Recently people started saying that the OSI's Open Source Definition is restrictive and obsolete, that having the sources available is enough, that it's not a problem to restrict usage, etc... That's why it's important to stress "free as in freedom" in free software and not "open as in you can see the source" in open source.



In a world without intellectual property, source available would equal free software.

I think the FSF has tried to squash too many semantic, technical and legal subtleties into the GPL, the words free, libre, etc.


No it wouldn't, for software to be "Free software" it must be GPL-or-other-copyleft-license licensed, which aside from being trivially impossible in a world without intellectual property laws, also has different outcomes than placing the source in the public domain. For example nothing prevents me from taking some public domain code and including it in my closed-source application, but the GPL forbids this.

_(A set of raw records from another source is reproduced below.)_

PR #27, opened 2020-01-14
Point at TravisCI.com for badge and service

mjgiarlo:
## Why was this change made?

To have a single build instead of multiple builds. I also removed the travis-ci.org webhook and installed the codeclimate coverage webhook.

yes, the badge

### DIFF
--- a/.travis.yml
+++ b/.travis.yml
@@ -17,3 +17,7 @@ after_script:
 
 notifications:
   email: false
+
+env:
+  global:
+    - CC_TEST_REPORTER_ID=882e943342bed5285a6078be9a41b7738ae7ebd17458c08414581cbece99b8e6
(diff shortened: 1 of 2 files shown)


ndushay:
thanks for this, Mike.  Do we have much at travis.com?  How was I to know this?

mjgiarlo:
@ndushay I only knew this because I saw Travis running two sets of builds. After more poking around than I care to admit... I finally figured out that `master` was building on travis-ci.com and other branches were building on travis-ci.org. I believe the .org integration was set up via the (legacy?) webhook method, and the .com integration is done through a GitHub "App" which is tied to our @sul-dlss org. Looks like a bunch of stuff is building on the .com infrastructure: https://travis-ci.com/sul-dlss I don't know what the history is here.

ndushay:
oy.  thanks.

No, for free software to be "Free Software" it must respect the Four Freedoms (https://www.gnu.org/philosophy/free-sw.en.html). GPL-or-other-copyleft-license happens to respect them, but so do the Apache, BSDs, MIT and other licenses which are not copyleft.

Note: "Copyleft" as opposed to simply Free Software entails reciprocity, e.g., the "viral" part of the GPL. See https://en.wikipedia.org/wiki/Copyleft


In a world without intellectual property, your closed-source application would be a trade secret that would quickly get out.